In full and without change, return each entry.

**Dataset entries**
------------

PR #264, opened 2022-09-16
Implements state hash calculation every X block

brunocalza:
# Summary
This PR implements a way of calculating the hash of a particular state of the database for every X block

# Context
As we start to onboard external validators, we must ensure we have a healthy network of validators. Having a healthy network of validators begins by making sure validators are materializing precisely the same database state. If that's not true, Tableland users are not able to trust our network.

------------

**Your response**
PR #264, opened 2022-09-16
Implements state hash calculation every X block

brunocalza:
# Summary
This PR implements a way of calculating the hash of a particular state of the database for every X block

# Context
As we start to onboard external validators, we must ensure we have a healthy network of validators. Having a healthy network of validators begins by making sure validators are materializing precisely the same database state. If that's not true, Tableland users are not able to trust our network.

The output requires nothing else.